\def\gauss{e^{t^2 \over 2\sigma^2}}
Entropy is the (logarithm of the) number of states of a system for
which some \emph{macroscopic} measure is left invariant. The logarithm
is there just so we can add entropies, instead of multiplying the
number of possible states.
% weighted sum?
For example take 100 coins. If we describe the \emph{macrostate} by
the number of heads, states with high entropy are those around 50, for
which there are a huge number of possible \emph{microstates} leading
to the same measure. States around 0 and 100 are low entropy, since
there are only few possible such arrangements.
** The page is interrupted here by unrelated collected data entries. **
PR #122, opened 2022-01-24
Update README to be more precise

bachand:
Someone who finds this repository may not be as familiar as we are with the `SwiftSyntax` toolchain or the underling concepts. Let's make our project more approachable.


dfed (approved):
Solid improvement

PR #123, opened 2022-02-18
Remove need to use 'swift package generate-xcodeproj'

dfed:
Thank you to @qyang-nj for figuring out how to do this!


qyang-nj:
Nice! It looks good to me, but I don't have permission to approve.

fdiaz (approved):
Soooo cool! Thanks @qyang-nj you da best!

PR #125, opened 2022-02-22
Only test project coverage

dfed:
Inspired by https://github.com/fdiaz/SwiftInspector/pull/120#issuecomment-1048231079. I don't know if this is the right way to do this though, hence the draft PR


dfed:
Deferring to #126

PR #126, opened 2022-02-22
Remove patch from codecov.yml

fdiaz:
Based on the [cloudcov documentation](https://docs.codecov.com/docs/commit-status#patch-status) and what @bachand mentioned [here](https://github.com/fdiaz/SwiftInspector/pull/120#issuecomment-1048231079) we should remove the patch from the coverage enforcement.

### DIFF
--- a/codecov.yml
+++ b/codecov.yml
@@ -1,9 +1,5 @@
 coverage:
   status:
-    # PRs only
-    patch:
-      default:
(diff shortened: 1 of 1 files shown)


dfed (approved):
thank you!

bachand:
Thanks!

PR #130, opened 2016-11-10
Revert incorrect change to LICENSE

nmiyake:
The brackets are in the section on re-applying the license, so it is correct to have them.


nmiyake:
Sorry about that (^^;)

PR #132, opened 2016-11-21
LocalBuilder: Allow additionalEnvironment to override systemEnvironment

### LINKED ISSUE #131: DockerMachine fails if "system" and "additional" environment variables are duplicated.
Relevant [code](https://github.com/palantir/docker-compose-rule/blob/master/src/main/java/com/palantir/docker/compose/connection/DockerMachine.java#L100):
```
            Map<String, String> environment = ImmutableMap.<String, String>builder()
                    .putAll(systemEnvironment)
                    .putAll(additionalEnvironment)
                    .build();
```

If you set FOO=bar in the "additional environment", but FOO=bar happens to also be set on the system, this will fail.

Options:
1 - merge the entries, fail if there's a conflict (e.g. FOO=bar, FOO=baz -> fail)
2 - merge the entries, choose additional if there's a conflict (e.g. system FOO=bar, add. FOO=baz -> FOO=baz).

gsheasby:
The docker reserved variables (DOCKER_TLS_VERIFY, DOCKER_HOST,
DOCKER_CERT_PATH) are still not allowed in additionalEnvironment.
But the user can now override their own environment variables
programatically. (See AtlasDB PR 1237).

Fixes #131.

### DIFF
--- a/src/main/java/com/palantir/docker/compose/connection/DockerMachine.java
+++ b/src/main/java/com/palantir/docker/compose/connection/DockerMachine.java
@@ -22,7 +22,6 @@ import static com.palantir.docker.compose.configuration.EnvironmentVariables.DOC
 import static com.palantir.docker.compose.configuration.EnvironmentVariables.DOCKER_TLS_VERIFY;
 
 import com.google.common.collect.ImmutableMap;
-import com.google.common.collect.Maps;
 import com.palantir.docker.compose.configuration.AdditionalEnvironmentValidator;
 import com.palantir.docker.compose.configuration.DockerType;
 import com.palantir.docker.compose.configuration.RemoteHostIpResolver;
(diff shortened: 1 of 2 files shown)


src/main/java/com/palantir/docker/compose/connection/DockerMachine.java
```diff
@@ -100,9 +101,11 @@ public LocalBuilder withEnvironment(Map<String, String> newEnvironment) {
         public DockerMachine build() {
             dockerType.validateEnvironmentVariables(systemEnvironment);
             AdditionalEnvironmentValidator.validate(additionalEnvironment);
+            Map<String, String> combinedEnvironment = Maps.newHashMap();
+            combinedEnvironment.putAll(systemEnvironment);
+            combinedEnvironment.putAll(additionalEnvironment);
             Map<String, String> environment = ImmutableMap.<String, String>builder()
-                    .putAll(systemEnvironment)
-                    .putAll(additionalEnvironment)
+                    .putAll(combinedEnvironment)
```
felixdesouza: The two maps seem redundant/verbose. I propose you either return the `combinedEnvironment` or do `ImmutableMap.copyOf(combinedEnvironment)`.

PR #143, opened 2017-01-27
Fix publishing variables

### LINKED ISSUE #141: 0.29.0 didn't publish
you forgot to set a version on the subprojects, so it was unspecified, so it didn't publish (but the build succeeded) :(

https://circleci.com/gh/palantir/docker-compose-rule/434

joelea:
@j-baker this should fix #141 right?

### DIFF
--- a/build.gradle
+++ b/build.gradle
@@ -23,9 +23,6 @@ repositories {
     jcenter()
 }
 
-group = 'com.palantir.docker.compose'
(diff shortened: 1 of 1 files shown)


iamdanfox:
I think this looks good, but a guaranteed way would be to add the `mavenLocal()` repository and then run `./gradlew publishToMavenLocal` and inspect the results.

PR #148, opened 2017-02-09
Support native Docker healthchecks

chrisalice:
Docker now natively supports healthchecks specified [in the docker image](https://docs.docker.com/engine/reference/builder/#/healthcheck) or [in the docker-compose config](https://docs.docker.com/compose/compose-file/#/healthcheck). docker-compose-rule will now wait for these healthchecks to pass before letting the test run. This allows users to fold their healthchecks into their Docker container specification, letting the team that releases the Docker image determine what makes their service healthy, rather than having each downstream product reinvent the wheel.


chrisalice:
Closing and reopening as #155.

PR #152, opened 2017-02-12
Look for "docker-compose" in path

diamondT:
Adds directories found in PATH to the list of possible paths for docker executables.
It would be nice to work out-of-the-box, i.e. without needing a special env variable (```DOCKER_LOCATION``` or ```DOCKER_COMPOSE_LOCATION```) if the executable(s) already exists in path, even if not in one of the well-known locations.

### DIFF
--- a/docker-compose-rule-core/src/main/java/com/palantir/docker/compose/execution/DockerCommandLocations.java
+++ b/docker-compose-rule-core/src/main/java/com/palantir/docker/compose/execution/DockerCommandLocations.java
@@ -18,26 +18,40 @@ package com.palantir.docker.compose.execution;
 import static java.util.Arrays.asList;
 
 import java.io.File;
+import java.nio.file.Paths;
+import java.util.Arrays;
+import java.util.Collections;
 import java.util.List;
 import java.util.Optional;
 import java.util.function.Predicate;
+import java.util.stream.Stream;
+import org.apache.commons.lang3.StringUtils;
 
 public class DockerCommandLocations {
     private static final Predicate<String> IS_NOT_NULL = path -> path != null;
     private static final Predicate<String> FILE_EXISTS = path -> new File(path).exists();
 
     private final List<String> possiblePaths;
+    private final String exeName;
+    private final boolean lookInPath;
 
-    public DockerCommandLocations(String... possiblePaths) {
+    public DockerCommandLocations(String exeName, boolean lookInPath, String... possiblePaths) {
+        this.exeName = exeName;
+        this.lookInPath = lookInPath;
         this.possiblePaths = asList(possiblePaths);
     }
 
     public Optional<String> preferredLocation() {
+        List<String> envPath = (StringUtils.isNotBlank(exeName) && lookInPath)
+                ? Arrays.asList(System.getenv("PATH").split(File.pathSeparator)) :
+                Collections.emptyList();
 
-        return possiblePaths.stream()
-                .filter(IS_NOT_NULL)
-                .filter(FILE_EXISTS)
-                .findFirst();
+        return Stream.concat(
+                envPath.stream().map(path -> Paths.get(path, exeName).toAbsolutePath().toString()),
+                possiblePaths.stream())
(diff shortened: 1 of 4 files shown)


docker-compose-rule-core/src/main/java/com/palantir/docker/compose/execution/DockerCommandLocations.java
```diff
@@ -18,26 +18,40 @@
...
 public class DockerCommandLocations {
     private static final Predicate<String> IS_NOT_NULL = path -> path != null;
     private static final Predicate<String> FILE_EXISTS = path -> new File(path).exists();
 
     private final List<String> possiblePaths;
+    private final String exeName;
+    private final boolean lookInPath;
 
-    public DockerCommandLocations(String... possiblePaths) {
+    public DockerCommandLocations(String exeName, boolean lookInPath, String... possiblePaths) {
```
hpryce: I really like this idea, it should reduce the amount of configuration necessary for people to use the library. However, this constructor now seems to be getting quite complicated and I don't think it's possible to write a test for finding the executable in the path with how this is written.

This seems like a really good candidate for using Immutables (https://immutables.github.io/), which we use elsewhere in the codebase - see DockerComposeExecArgument for a simple example. Using immutables you could do something like this:

```
@Value.Immutable
public abstract class DockerCommandLocations {

  protected String executableName();
  protected List<String> additionalSearchLocations();

  @Value.Default
   protected List<String> path() {
      // read path environment variable
   }

  @Value.Derived
  public Optional<String> preferredLocation() { ... }

  public static Builder builder();

}
```

Then, using the builder, it is possible to write unit tests by setting the path @Value.Default value so we can ensure this continues working in the future.

docker-compose-rule-core/src/main/java/com/palantir/docker/compose/execution/DockerCommandLocations.java
```diff
@@ -15,47 +15,53 @@
...
-    private final List<String> possiblePaths;
-    private final String exeName;
-    private final boolean lookInPath;
-
-    public DockerCommandLocations(String exeName, boolean lookInPath, String... possiblePaths) {
-        this.exeName = exeName;
-        this.lookInPath = lookInPath;
-        this.possiblePaths = asList(possiblePaths);
+    protected abstract String executableName();
+    protected abstract List<Optional<String>> additionalSearchLocations();
```
diamondT: ```additionalSearchLocations()``` has to be a list of optionals since ```System.getenv``` might or might not return a null value.
Alternatively, immutables optionally (sic) allows null values for plain lists but that would require an update to the latest version and wouldn't make a big difference imho.

chrisalice: Why not filter out the nulls?

diamondT: it's the immutables generated method that does not allow nulls

chrisalice: `Stream.of(...).filter(o -> o != null).collect(toList())` ought to do it

diamondT: agreed. however, having a signature of ```List<String>``` would fail in runtime (under certain circumstances). the ```Stream.of()``` solution is fine but the caller would have to know that they should call this method using this specific construct and not by using any other plain list.
putting the ```Optional``` in the signature ensures null-safety at compile time, right?

hpryce:
@diamondT sorry for the delay here. I've pulled these changes into https://github.com/palantir/docker-compose-rule/pull/175 to include support for Windows, all going well we should be able to ship them soon.

I'm going to close this PR out as the linked one includes everything this does.

diamondT:
@hpryce Cool, thanks for the update.

PR #155, opened 2017-02-14
Support native docker healthchecks

chrisalice:
Docker now natively supports healthchecks specified [in the docker image](https://docs.docker.com/engine/reference/builder/#/healthcheck) or [in the docker-compose config](https://docs.docker.com/compose/compose-file/#/healthcheck). docker-compose-rule will now wait for these healthchecks to pass before letting the test run. This allows users to fold their healthchecks into their Docker container specification, letting the team that releases the Docker image determine what makes their service healthy, rather than having each downstream product reinvent the wheel.

Unfortunately we cannot currently run tests of this new feature on CI due to #156.


docker-compose-rule-core/src/main/java/com/palantir/docker/compose/connection/Container.java
```diff
@@ -90,28 +93,36 @@ public DockerPort port(int internalPort) {
...
     }
 
     public void kill() throws IOException, InterruptedException {
-        dockerComposeProcess.kill(this);
+        dockerCompose.kill(this);
     }
 
     public State state() throws IOException, InterruptedException {
-        return dockerComposeProcess.state(containerName);
+        String id = dockerCompose.id(this).orElse(null);
```
iamdanfox: Out of curiosity, why didn't you go for:

```java
dockerCompose.id(this).map(docker::state).orElse(State.DOWN)
```

docker-compose-rule-core/src/main/java/com/palantir/docker/compose/connection/ContainerCache.java
```diff
@@ -15,22 +15,33 @@
...
 
-    public ContainerCache(DockerCompose dockerCompose) {
+    public ContainerCache(Docker docker, DockerCompose dockerCompose) {
+        this.docker = docker;
         this.dockerCompose = dockerCompose;
     }
 
     public Container container(String containerName) {
-        containers.putIfAbsent(containerName, dockerCompose.container(containerName));
+        containers.putIfAbsent(containerName, new Container(containerName, docker, dockerCompose));
```
iamdanfox: All this wiring in of `docker`, `docker-compose` dependencies feels a bit weird - not sure I have a better idea though

docker-compose-rule-core/src/main/java/com/palantir/docker/compose/connection/State.java
```diff
@@ -15,22 +15,21 @@
...
 package com.palantir.docker.compose.connection;
 
-import com.google.common.base.Preconditions;
-import com.google.common.base.Strings;
-import java.util.regex.Matcher;
-import java.util.regex.Pattern;
-
 public enum State {
-    Up, Exit;
+    DOWN, PAUSED, UNHEALTHY, HEALTHY;
```
iamdanfox: https://docs.docker.com/engine/reference/builder/#/healthcheck says "This status is initially starting"... does this map to `UNHEALTHY` initially?

docker-compose-rule-core/src/main/java/com/palantir/docker/compose/connection/waiting/ClusterHealthCheck.java
```diff
@@ -37,5 +43,26 @@ static ClusterHealthCheck serviceHealthCheck(String containerName, HealthCheck<C
         };
     }
 
-    SuccessOrFailure isClusterHealthy(Cluster cluster);
+    static ClusterHealthCheck nativeHealthChecks() {
```
iamdanfox: Would it be feasible to put some logging in here?  It's pretty frustrating to debug an existing healthcheck, so it would be cool if the new ones are better ;)

docker-compose-rule-core/src/main/java/com/palantir/docker/compose/connection/waiting/ClusterHealthCheck.java
```diff
@@ -37,5 +43,26 @@ static ClusterHealthCheck serviceHealthCheck(String containerName, HealthCheck<C
...
+        return cluster -> {
+            Set<String> unhealthyContainers = new LinkedHashSet<>();
```
iamdanfox: Personally I'd kinda prefer to Java8 this and do a stream, map thing - it emphasises there's no mutation or anything fancy happening here.

docker-compose-rule-core/src/main/java/com/palantir/docker/compose/connection/waiting/ClusterHealthCheck.java
```diff
@@ -37,5 +43,26 @@ static ClusterHealthCheck serviceHealthCheck(String containerName, HealthCheck<C
...
+            try {
+                for (Container container : cluster.allContainers()) {
+                    State state = container.state();
+                    if (state == State.UNHEALTHY) {
```
iamdanfox: Perhaps worth capturing in a javadoc comment that this will not wait for any DOWN or PAUSED containers.

docker-compose-rule-core/src/main/java/com/palantir/docker/compose/execution/DefaultDockerCompose.java
```diff
@@ -165,14 +165,18 @@ private Version version() throws IOException, InterruptedException {
     }
 
     @Override
-    public List<String> services() throws IOException, InterruptedException {
-        String servicesOutput = command.execute(Command.throwingOnError(), "config", "--services");
-        return Arrays.asList(servicesOutput.split("\n"));
+    public Optional<String> id(Container container) throws IOException, InterruptedException {
+        String id = command.execute(Command.throwingOnError(), "ps", "-q", container.getContainerName());
```
iamdanfox: I wonder if we're gonna get perf hits from repeatedly calling this :/

docker-compose-rule-core/src/test/java/com/palantir/docker/compose/connection/ContainerIntegrationTests.java
```diff
@@ -0,0 +1,79 @@
...
+        Container container = new Container("noHealthcheck", docker, dockerCompose);
+        assertEquals(State.DOWN, container.state());
+        container.up();
+        assertEquals(State.HEALTHY, container.state());
+        container.kill();
+        assertEquals(State.DOWN, container.state());
+    }
+
+    /**
+     * This test is not currently enabled in Circle as it does not provide a sufficiently recent version of docker-compose.
```
iamdanfox: Is this javadoc up to date?  I don't see an @Ignore here.

docker-compose-rule-core/src/test/java/com/palantir/docker/compose/connection/ContainerIntegrationTests.java
```diff
@@ -0,0 +1,79 @@
...
+    public void testStateChanges_withHealthCheck() throws IOException, InterruptedException {
+        assumeThat("docker version", Docker.version(), new GreaterOrEqual<>(Version.forIntegers(1, 12, 0)));
+        assumeThat("docker-compose version", DockerCompose.version(), new GreaterOrEqual<>(Version.forIntegers(1, 10, 0)));
+
+        DockerCompose dockerCompose = new DefaultDockerCompose(
+                DockerComposeFiles.from("src/test/resources/native-healthcheck.yaml"),
+                dockerMachine,
+                ProjectName.random());
+
+        // The withHealthcheck service's healthcheck checks every 100ms whether the file "healthy" exists
```
iamdanfox: v. cool

docker-compose-rule-core/src/test/java/com/palantir/docker/compose/connection/ContainerIntegrationTests.java
iamdanfox: Aaah it's the assumeThat that disables this... got it.

docker-compose-rule-core/src/main/java/com/palantir/docker/compose/connection/State.java
chrisalice: Yes.

docker-compose-rule-core/src/main/java/com/palantir/docker/compose/connection/Container.java
chrisalice: Because state throws checked exceptions

docker-compose-rule-core/src/main/java/com/palantir/docker/compose/connection/waiting/ClusterHealthCheck.java
chrisalice: Ditto: checked exceptions suck

docker-compose-rule-core/src/main/java/com/palantir/docker/compose/execution/DefaultDockerCompose.java
chrisalice: It's pretty fast

docker-compose-rule-core/src/main/java/com/palantir/docker/compose/connection/waiting/ClusterHealthCheck.java
chrisalice: Done, thanks.

iamdanfox:
LGTM let's 🚢 it

PR #157, opened 2017-02-14
Speed up test teardown

chrisalice:
Most Docker containers ignore the SIGTERM they are sent by 'docker-compose down', resulting in a pointless 10 second delay per test. The 'aggressive' shutdown strategies are unnecessarily complex, however, as we can simply issue a 'docker-compose kill' first, and rely on 'docker-compose down' to clean up gracefully. There is also no need to issue a 'docker-compose rm' as we already pass '--volumes' to 'down'. This new KillDownShutdownStrategy should be safe for us to default users to.


iamdanfox:
:+1: that aggressive thing was a hail mary

PR #166, opened 2017-03-01
Fix docker health check to work on Windows.

samwright:
Using version 0.31.0 and the latest stable docker release (version 1.13.1) on Windows, both of the tests in ContainerIntegrationTests fail with the following error:
```
com.palantir.docker.compose.execution.DockerExecutionException: 'docker inspect --format={{if not .State.Running}}DOWN{{else if .State.Paused}}PAUSED{{else if index .State "Health"}}{{if eq .State.Health.Status "healthy"}}HEALTHY{{else}}UNHEALTHY{{end}}{{else}}HEALTHY{{end}} 0f0d3e40ef642d0b1201f23e50994d531c33e44fd7f05104dd111d98bdf0dd57' returned exit code 64
The output was:
Template parsing error: template: :1: function "Health" not defined
```

This is down to the way the double-quotes need to be escaped in windows, which is to use the back-tick. My commit performs this escaping when running on Windows.

### DIFF
--- a/docker-compose-rule-core/src/main/java/com/palantir/docker/compose/execution/Docker.java
+++ b/docker-compose-rule-core/src/main/java/com/palantir/docker/compose/execution/Docker.java
@@ -25,6 +25,8 @@ import java.io.IOException;
 import java.util.Collection;
 import java.util.regex.Matcher;
 import java.util.regex.Pattern;
+
+import org.apache.commons.lang3.SystemUtils;
 import org.slf4j.Logger;
 import org.slf4j.LoggerFactory;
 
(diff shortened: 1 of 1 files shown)


iamdanfox:
Awesome fix @samwright, this would have taken me a while to get right devving on a mac!

As an aside, it's a shame we don't have any windows tests that can guarantee this keeps working.  I've requested AppVeyor access for this repo and will try to get some kind of minimal windows CI going.  Do you want this released fast or would you be able to wait until we can put a test on this?

chrisalice:
No point waiting for a test — it can't make things worse, after all.

PR #169, opened 2017-03-01
Fix call to docker-compose exec in integration test.

samwright:
Calls to docker-compose exec in Windows need the -T option (to disable
pseudo-tty allocation, which doesn't work in Windows without something
like winpty).

This commit adds the -T option to all calls to docker-compose exec.

Is there any reason not to disable pseudo-tty allocation? If so I could only add "-T" if on Windows.

### DIFF
--- a/docker-compose-rule-core/src/main/java/com/palantir/docker/compose/execution/DefaultDockerCompose.java
+++ b/docker-compose-rule-core/src/main/java/com/palantir/docker/compose/execution/DefaultDockerCompose.java
@@ -140,7 +140,11 @@ public class DefaultDockerCompose implements DockerCompose {
 
     private static String[] constructFullDockerComposeExecArguments(DockerComposeExecOption dockerComposeExecOption,
             String containerName, DockerComposeExecArgument dockerComposeExecArgument) {
+        // The "-T" option here disables pseudo-TTY allocation, which is not useful here since we are not using
+        // terminal features here (e.g. we are not sending ^C to kill the executed process).
+        // Disabling pseudo-TTY allocation means this will work on OS's that don't support TTY (i.e. Windows)
         ImmutableList<String> fullArgs = new ImmutableList.Builder<String>().add("exec")
+                                                                            .add("-T")
                                                                             .addAll(dockerComposeExecOption.options())
                                                                             .add(containerName)
                                                                             .addAll(dockerComposeExecArgument.arguments())
--- a/docker-compose-rule-core/src/test/java/com/palantir/docker/compose/execution/DockerComposeShould.java
+++ b/docker-compose-rule-core/src/test/java/com/palantir/docker/compose/execution/DockerComposeShould.java
@@ -172,7 +172,7 @@ public class DockerComposeShould {
             throws IOException, InterruptedException {
         when(executedProcess.getInputStream()).thenReturn(toInputStream("docker-compose version 1.7.0rc1, build 1ad8866"));
         compose.exec(options("-d"), "container_1", arguments("ls"));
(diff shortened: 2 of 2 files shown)


samwright:
Strange, CirclCI says the build was successful but it hasn't updated the status above...

chrisalice:
Reran; it worked this time

docker-compose-rule-core/src/main/java/com/palantir/docker/compose/execution/DefaultDockerCompose.java
```diff
@@ -141,6 +141,7 @@ private Version version() throws IOException, InterruptedException {
     private static String[] constructFullDockerComposeExecArguments(DockerComposeExecOption dockerComposeExecOption,
             String containerName, DockerComposeExecArgument dockerComposeExecArgument) {
         ImmutableList<String> fullArgs = new ImmutableList.Builder<String>().add("exec")
+                                                                            .add("-T")
```
iamdanfox: Could we put a tiny comment in here to capture how this is necessary for Windows?  I can imagine someone stumbling across this in future and wondering what a magic capital T does and why their unit tests seem to pass without it!!

https://docs.docker.com/compose/reference/exec/

docker-compose-rule-core/src/test/java/com/palantir/docker/compose/execution/DockerComposeShould.java
```diff
@@ -193,15 +193,15 @@ public void pass_concatenated_arguments_to_executor_on_docker_compose_run()
 
     @Test
     public void return_the_output_from_the_executed_process_on_docker_compose_exec() throws Exception {
-        String lsString = "-rw-r--r--  1 user  1318458867  11326 Mar  9 17:47 LICENSE\n"
-                + "-rw-r--r--  1 user  1318458867  12570 May 12 14:51 README.md";
+        String lsString = String.format("-rw-r--r--  1 user  1318458867  11326 Mar  9 17:47 LICENSE%n"
```
iamdanfox: Great `%n`! I bet there are a ton of places we need to fix this

docker-compose-rule-core/src/main/java/com/palantir/docker/compose/execution/DefaultDockerCompose.java
samwright: Will do

docker-compose-rule-core/src/test/java/com/palantir/docker/compose/execution/DockerComposeShould.java
samwright: There are indeed a lot of "\n" in test strings, but I think this is the only place that matters. Command::processOutputFrom(Process) reads the lines from `process.getInputStream()` and joins them using `System.lineSeparator()`, so lsString's "\n" gets read as "\r\n" on Windows, hence the problem here. The other places where "\n" is used (e.g. ContainerNameShould) just test that the linux line endings work. I added `ContainerNameShould.allow_windows_newline_characters` to test the windows line endings.

samwright:
@iamdanfox it seems I have the (dubious :-P) honour of being the first to go through AppVeyor validation. Would you mind taking a look? I think it needs reconfiguring.

iamdanfox:
Haha yep, so I've set AppVeyor as a non-required check, so we can still merge it.

screen shot 2017-03-02 at 15 30 32

To make the red cross go away, we'll just need to add an appveyor.yml file that is essentially a no-op (e.g. just `./gradlew dependencies`).  We can flesh out the full test suite later!

PR #170, opened 2017-03-01
Feature/use path to find executables

samwright:
This searches through the path variable's directories for the docker
commands, instead of looking in predetermined OS-specific locations or
requiring new environmental variables to be set.

This also renames DockerCommandLocations to DockerCommandLocator, which better
reflects what it is

It also fixes the findbugs excludeFilter.xml file so the bugs to ignore for test classes are actually ignored for the test classes.


hpryce:
@samwright I've pulled these changes into https://github.com/palantir/docker-compose-rule/pull/175 to include the other PR that was open for similar functionality.

Sadly it's more complicated that what you've got here, but Docker for Mac installs into a location that isn't on the path when running the tests through Eclipse on a Mac and the environment variable overrides are needed because we install an alternative (more recent) copy of docker-compose as part of CI and need a way to specify that.

I'm going to close this PR out in favour of the linked one.

PR #387, opened 2020-10-07
feat: improve installation script documentation for shell installs

sheldonhull:
- The default didn't work well for me out of the gate.
- This is the modified version to support passing in the arguments easily as well as an example for installing to `/usr/local/bin` for using in Codespaces or equivalent development workflow.

### DIFF
--- a/docs/installation.md
+++ b/docs/installation.md
@@ -74,10 +74,10 @@ easily generating this script.
 
 ```bash
 # For Default Installion to ./bin with debug logging
-url -sL https://taskfile.dev/install.sh | sh -s -- -d 
+curl -sL https://taskfile.dev/install.sh | sh -s -- -d 
 
 # For Installation To /usr/local/bin with debug logging
-url -sL https://taskfile.dev/install.sh | sudo sh -s --  -b /usr/local/bin -d 
+curl -sL https://taskfile.dev/install.sh | sudo sh -s -- -d -b /usr/local/bin
 ```
 
 > This method will download the binary on the local `./bin` directory by default.
--- a/docs/installation.md
+++ b/docs/installation.md
@@ -74,10 +74,12 @@ easily generating this script.
 
 ```bash
 # For Default Installion to ./bin with debug logging
-curl -sL https://taskfile.dev/install.sh | sh -s -- -d 
+sh -c "$(curl -ssL https://taskfile.dev/install.sh)" -- -d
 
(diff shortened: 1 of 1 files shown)


docs/installation.md
```diff
@@ -73,7 +73,11 @@ scenarios like CIs. Many thanks to [GoDownloader][godownloader] for allowing
 easily generating this script.
 
 ```bash
-curl -sL https://taskfile.dev/install.sh | sh
+# For Default Installion to ./bin with debug logging
+url -sL https://taskfile.dev/install.sh | sh -s -- -d
```
andreynering, line 77: What's this `url` command? It isn't available on macOS on ZSH. I'd personally keep `curl` it's its way more commonly available in the wild.

andreynering: This `-d` flag errors for me, on `curl` at least

andreynering (commented):
Hi @sheldonhull, thanks for opening this PR!

The suggestion to install globally at `/usr/local/bin` seems interesting, but I have a few questions.

I personally wouldn't change the default command, and would keep `curl` instead of anything else.

sheldonhull:
The url was a typo/paste fail. that's supposed to be curl.

I'll test again as while I'm also on macOS I think I ran that command inside docker probably debian or ubuntu. I'll circle back around and update this with my finding. Thanks for the feedback 🤟

docs/installation.md
sheldonhull: So I just checked in container and `curl -sL https://taskfile.dev/install.sh | sh -s -- -d` worked without any error. I thought the `--` designates the end of shell argument parsing and `-d` should be passed to the executable task then, right?

If so `-d` should work on macOS and Linux as it is the argument for debug output for your task executable right?

Regarding the install path. I'm still a bit fuzzy on where `/opt/usr` vs `/usr/local/bin` and other paths are the best fit as my background is Windows primarily. To my understanding global user tools would fit either in the `/opt` or `/usr/local/bin` , but maybe there is a better practice you can let me know of.

sheldonhull: @andreynering  try this out now. I just tested on macOS and Linux and it works fine now for me.

sheldonhull:
@andreynering just wanted to make sure you saw the update. I think it's working now.

dery345 (approved):

andreynering:
@sheldonhull Thanks!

Note that the definition of entropy depends on which measure(s) we
are using to describe a macrostate.
Quick, some airplane notes. Maximum entropy distribution for the
interval $[0,1]$. Suppose the solution is $p(x) = 1$. The entropy is
then given as $H_p = \int_0^1 1 \log 1 = 0$. We take another
distribution $q(x) = 1 + \epsilon q'(x)$ with $\int_0^1 q'(x) = 0$.
Using the linear approximation $\log(x) \approx 1 + x$, the linear
approximation of the entropy is $H_q \approx - \int_0^1 (1 + \epsilon
q'(x)) \epsilon q'(x) = - \int_0^1 \epsilon^2 q'(x)^2$, which is
always less than $0$, so $p(x)$ has maximal entropy.